The importance of SD in clinical settings is discussed below. In a atherosclerotic disease study, an investigator reports mean peak systolic velocity (PSV) in the carotid artery, a measure of stenosis, as 220cm/sec with SD of 10cm/ sec.[20] In this case it would be unusual to observe PSV less than 200 cm/sec or greater than 240cm/sec as 95% of population fall within 2SD of the mean, assuming that the population follows a normal distribution. Thus, there is a quick summary of the population and the range against which to compare the specific findings. Unfortunately, investigators are quite likely to report the PSV as 220cm/ sec ± 1.6 (SEM). If one confused the SEM with the SD, one would believe that the range of the population is narrow (216.8 to 223.2cm/sec), which is not the case.

Additionally, when two groups are compared (e.g. treatment and control groups), SD helps in visualizing the effect size, which is an index of how much difference is there between two groups.[12] Effect size gives an idea of magnitude of difference to help differentiate between statistical significance and practical importance. Effect size is determined by calculating the difference between the means divided by the pooled or average standard deviation from two groups. Generally, effect size of 0.8 or more is considered as a large effect and indicates that the means of two groups are separated by 0.8SD; effect size of 0.5 and 0.2, are considered as moderate or small respectively and indicate that the means of the two groups are separated by 0.5 and 0.2SD.[12] However, same can’t be interpreted with SEM. More importantly, SEMs do not provide direct visual impression of the effect size, if number of subjects differs between groups.

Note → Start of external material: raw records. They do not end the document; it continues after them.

PR #2438, opened 2021-08-10
fix: Redirect to collection on self-hosted

iamsaumya:
I realised that I was not redirected to the collection when launching the app for the first time 😄

### DIFF
--- a/server/utils/authentication.js
+++ b/server/utils/authentication.js
@@ -4,7 +4,7 @@ import * as Sentry from "@sentry/node";
 import { addMonths } from "date-fns";
 import { type Context } from "koa";
 import { pick } from "lodash";
-import { User, Event, Team } from "../models";
+import { User, Event, Team, Collection, View } from "../models";
 import { getCookieDomain } from "../utils/domains";
 
 export function getAllowedDomains(): string[] {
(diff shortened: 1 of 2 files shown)


server/utils/authentication.js
```diff
@@ -99,6 +99,23 @@ export async function signIn(
       httpOnly: false,
       expires,
     });
-    ctx.redirect(`${team.url}/home${isNewUser ? "?welcome" : ""}`);
+
+    const [team, collection, view] = await Promise.all([
+      Team.findByPk(user.teamId),
+      Collection.findOne({
+        where: { teamId: user.teamId },
+        order: [["index", "ASC"]],
```
iamsaumya, line 107: Assures that we fetch the top-most collection.

tommoor:
Yea, I knew this was a difference between the two but honestly I just didn't want to replicate the logic in two places. First-run self-hosted experience isn't something I care too much about 🙈

server/utils/authentication.js
iamsaumya: Ohh! Copy paste mistake it is.

iamsaumya:
I see. So, would you like to go ahead with PR, or should I close it?

tommoor:
It's fine, you fixed my laziness

tommoor (approved):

Exceptionally the SD as an index of variability may be a deceptive one in many experimental situations where biological variable differs grossly from a normal distribution (e.g. distribution of plasma creatinine, growth rate of tumor and plasma concentration of immune or inflammatory mediators). In these cases, because of the skewed distribution, SD will be an inflated measure of variability. In such cases, data can be presented using other measures of variability (e.g. mean absolute deviation and the interquartile range), or can be transformed (common transformations include the logarithmic, inverse, square root, and arc sine transformations).[17]

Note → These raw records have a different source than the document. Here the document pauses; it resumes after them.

PR #2450, opened 2021-08-14
fix: Improvements in table component

iamsaumya:


app/components/Table.js
```diff
@@ -24,6 +25,7 @@ export type Props = {|
   onChangePage: (index: number) => void,
   onChangeSort: (sort: ?string, direction: "ASC" | "DESC") => void,
   columns: any,
+  defaultSortDirection: "ASC" | "DESC",
```
tommoor, line 28: Because the sort direction is lowercase in url parameters it might

app/components/Table.js
```diff
@@ -124,7 +147,7 @@ function Table({
                       },
                     ])}
                   >
-                    {cell.render("Cell")}
+                    <CellWrapper>{cell.render("Cell")}</CellWrapper>
```
tommoor, line 150: The additional padding here causes the content to be misaligned with the headers:

image

I think the aim of improved spacing on mobile is good though, my suggestion would be:

- Apply padding to both the table `td` / `th` elements directly
- Remove the padding on first-child/last-child so that the left and right edges still align

tommoor (approved):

Some journal editors require their authors to use the SD and not the SEM. There are two reasons for this trend. First, the SEM is a function of the sample size, so it can be made smaller simply by increasing the sample size (n) [Figure 3]. Second, the interval (mean ± 2 SEM) will contain approximately 95% of the means of samples, but will never contain 95% of the observations on individuals; in the latter situation, mean ± 2 SD is needed.[21]

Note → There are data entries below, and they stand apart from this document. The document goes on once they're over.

PR #2458, opened 2021-08-17
feat: Add hosted domain hint when signing in through Google SSO from subdomain

### LINKED ISSUE #2454: Restrict Google SSO from subdomains
When triggering SSO from a known subdomain it's possible to set the hosted domain that is displayed on the SSO prompt, this will better set expectations and stop users from logging into one team from the subdomain of another.

tommoor:
> The `hd` parameter streamlines the login process for G Suite hosted accounts. By including the domain of the G Suite user (for example, mycollege.edu), you can indicate that the account selection UI should be optimized for accounts at that domain

To be very clear – it is just a hint and can be bypassed or modified by the client, it provides no security – just a push in the right direction and some reassurance that they are at the right Outline subdomain.

closes #2454

ref: https://developers.google.com/identity/protocols/oauth2/openid-connect#hd-param

### DIFF
--- a/server/auth/providers/google.js
+++ b/server/auth/providers/google.js
@@ -10,6 +10,7 @@ import {
   GoogleWorkspaceInvalidError,
 } from "../../errors";
 import passportMiddleware from "../../middlewares/passport";
+import { AuthenticationProvider } from "../../models";
 import { getAllowedDomains } from "../../utils/authentication";
 import { StateStore } from "../../utils/passport";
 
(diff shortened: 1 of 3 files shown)


server/auth/providers/google.js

In general, the use of the SEM should be limited to inferential statistics where the author explicitly wants to inform the reader about the precision of the study, and how well the sample truly represents the entire population.[22] In graphs and figures too, use of SD is preferable to the SEM. Further, in every case, standard deviations should preferably be reported in parentheses [i.e., mean (SD)] than using mean ± SD expressions, as the latter specification can be confused with a 95% CI.[17]

CONCLUSION

Proper understanding and use of fundamental statistics, such as SD and SEM and their application will allow more reliable analysis, interpretation, and communication of data to readers. Though, SEM and SD are used interchangeably to express the variability; they measure different parameters. SEM, an inferential parameter, quantifies uncertainty in the estimate of the mean; whereas SD is a descriptive parameter and quantifies the variability. As readers are generally interested in knowing variability within the sample, descriptive data should be precisely summarized with SD. Use of SEM should be limited to compute CI which measures the precision of population estimate.